- _How to complete this task_: Each line of the records containing "that" is to be copied out and returned.

Collected data entries:
★ ★ ★ ★ ★ ★ ★
PR #3603, opened 2020-05-01
Refactoring Admin::ProductsController to use ResourcesController#update

softr8:
It takes advantage of all validations and error handling that
ResourcesController already does, it looks like the code was
just copied and added a bit that could have been handled with
before action and resources controller callbacks.

**Checklist:**

### DIFF
--- a/backend/app/controllers/spree/admin/products_controller.rb
+++ b/backend/app/controllers/spree/admin/products_controller.rb
@@ -9,6 +9,7 @@ module Spree
       update.before :update_before
       helper_method :clone_object_url
       before_action :split_params, only: [:create, :update]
★ ★ ★ ★ ★ ★ ★
- _Written response_:
It takes advantage of all validations and error handling that
just copied and added a bit that could have been handled with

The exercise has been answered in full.